Он знал, сочиняя свои пьесы, каково было родиться Клеопатрой и Антонием, Джульеттой и Ромео. Он превращался в Розалинду и Селию, Беатриче и миссис Куикли. Он создал больше запоминающихся женских ролей, чем любой из его современников. Это ни в каком смысле не свидетельствует о его гомосексуальности, а скорее выдает сексуальную неопределенность и изменчивость. Он был способен становиться как мужчиной, так и женщиной, и масштаб его искусства мог оказывать влияние на его жизнь. Мы можем вспомнить недавно открытый портрет графа Саутгемптона, одетого как женщина. В конце шестнадцатого столетия для высокородных вельмож было естественно и вполне прилично подчеркивать в себе женские черты — для ренессансной культуры это был неотъемлемый признак хорошего тона. Идея божественной андрогинности входила в модное тогда учение, возникшее под влиянием платонизма Возрождения. Это контекст, позволяющий лучше понять шекспировские воззвания к «двуполому» предмету его страсти. Было бы неверно воспринимать это как призыв к содомии, которая в Англии шестнадцатого века оставалась в ряду тягчайших преступлений, вместе с колдовством и ересью.
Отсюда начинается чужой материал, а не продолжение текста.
PR #1017, opened 2016-11-13
PEP8 Fixes for Summarization.

souravsingh:

Issue #632, opened 2016-03-23
Error: from scipy.sparse import sparsetools


ghost:
Hello,

After installation into Python 2.7, WinPython version, I got this error:

import gensim

  File "D:\_devs\Python01\WinPython-64-2710\python-2.7.10.amd64\lib\site-packages\gensim\models\lsimodel.py", line 59, in <module>
    from scipy.sparse import sparsetools

ImportError: cannot import name sparsetools

How can I resolve the issue (it seems sparsetools is deprecated in Scipy)

Thanks so much

piskvorky:
Related to #462 and #557 .

tmylk:
@arita291 Did you use anaconda, windows wheel to install or did you build from source?

Downgrading to scipy 0.16 is a temporary workaround.
A permanent fix would be https://github.com/scipy/scipy/issues/5348

arita291:
Hi,
Winpython and install with  !pip install gensim  in Python 2.7

Best is to donwgrade to scipy 0.16 ?

tmylk:
It imports in scipy 0.18 on linux ok.
Closing as can't reproduce

PR #1202, opened 2017-03-10
pep8/pycodestyle fixes for hanging indents in Summarization module 

SamriddhiJain:
Updated the code according to `pycodestyle`. Fixed occurrences of vertical indent to hanging indent.

PR in pycodestyle for detecting hanging indents: [#632](https://github.com/PyCQA/pycodestyle/pull/632) 
References: [#1081](https://github.com/RaRe-Technologies/gensim/pull/1081), [#1017](https://github.com/RaRe-Technologies/gensim/pull/1017)


tmylk:
Thanks. When it is ready in due time, could you please link to a PR in pycodestyle repo that  highlights error when indent is not a hanging indent?

gensim/summarization/bm25.py
```diff
@@ -40,16 +40,17 @@ def initialize(self):
...
         score = 0
         for word in document:
             if word not in self.f[index]:
                 continue
             idf = self.idf[word] if self.idf[word] >= 0 else EPSILON * average_idf
-            score += (idf*self.f[index][word]*(PARAM_K1+1)
-                      / (self.f[index][word] + PARAM_K1*(1 - PARAM_B+PARAM_B*self.corpus_size / self.avgdl)))
+            score += (
+                idf * self.f[index][word] * (PARAM_K1 + 1) /
+                (self.f[index][word] + PARAM_K1 * (1 - PARAM_B + PARAM_B * self.corpus_size / self.avgdl)))
```
tmylk: line break should be [before binary operator](https://www.python.org/dev/peps/pep-0008/#should-a-line-break-before-or-after-a-binary-operator)

SamriddhiJain: will update that, should I also change line 51 as in this [diff](https://github.com/RaRe-Technologies/gensim/pull/1081/files#diff-5f346637ecf4de2ea08be73e33dd6e71), or is this fine (no arguments on first line).

SamriddhiJain:
As per the implementation of check for non hanging indents, you can see the diff [here](https://github.com/PyCQA/pycodestyle/compare/master...SamriddhiJain:b1).
For hanging indents there are two conditions, no argument in first line and continuation line check. The latter is already implemented in pycodestyle [1](https://github.com/PyCQA/pycodestyle/blob/ca5350195031c8e29c50292404eaec848bbb073b/pycodestyle.py#L445). So I have implemented the first check (which occurs in the case of visual indents), when arguments are present on the first line.
Although I have submitted the pull request, but the tests failed because most of the tests and code itself are in vertical indents format, that is why I think its difficult to merge these changes in their branch, unless the tests are also carefully changed.

gensim/summarization/bm25.py
tmylk: yes, It's not a function call so no need for hanging indent.

tmylk:
For `pycodestyle` PR it should be an optional new check which is off by default. That will cause no issues with existing tests.

The current implementation has caused a fase positive on bm25.py line 51 so more work is needed.

gensim/summarization/bm25.py
SamriddhiJain: updating this part to something like this [diff](https://github.com/RaRe-Technologies/gensim/pull/1081/files#diff-5f346637ecf4de2ea08be73e33dd6e71) raises this error `E128 continuation line under-indented for visual indent` and using visual indent is not what we want. So should I keep this as it is?

SamriddhiJain: And just to confirm the hanging indents are applicable to multi-line return statements too?

tmylk: there should be no E128 error and hanging indent is applicable to all multi-line statements

tmylk:
Could you please link to the PR in the pycodestyle repo?

SamriddhiJain:
@tmylk Link for PR in pycodestyle: [1](https://github.com/PyCQA/pycodestyle/pull/632).

I tried to keep this test in default ignore by editing in `pycodestyle.py, setup.cfg, test_api.py`, but it still runs. Is there any documentation which can be used to implement this?

tmylk:
Thanks for the fixes and improving pycodestyle. We are now closer to achieving #965.

piskvorky:
@tmylk that's cool, but in the meanwhile, please inspect & fix cody style manually, before merging PRs.

tmylk:
@piskvorky The hanging indent requirement has made it harder to automate the style check.

1. Gensim is the only Python open source project that enforces the hanging indent. It's not a trivial common practice. A [specific extension](https://github.com/PyCQA/pycodestyle/pull/632) is in the process of being added to pycodestyle as described in this PR.

2. Even in gensim codebase there is code from years ago that doesn't comply with hanging indent. ([237 lines](https://github.com/RaRe-Technologies/gensim/issues/965#issuecomment-289554028))

The next steps to automation are merging to pycodestyle and fixing the existing violations. 

To address your point above - without automation we have to resort to the manual process that is bound to let mistakes slip through as shown in point 2 above.

piskvorky:
Gensim didn't have any hanging indent requirement until recently. Its style was more casual, because there weren't as many contributors. We could rely more on common sense.

Fixing existing violations sounds great -- let's start with a consistent, clean slate.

Даже заподозренные в гомосексуализме поэты вроде Марло обряжали свои фантазии в подобающие классические одежды. Существуют доказательства того, что в текстах шестнадцатого века привилегией родовитой знати было явление, которое можно назвать «теоретическим» гомосексуализмом; поэтому нет ничего удивительного, что у Шекспира, как у поэта «благородного происхождения» встречаются поэтические аллюзии на эту тему. Любовью здесь движет не фаллос, но умственное расположение духа.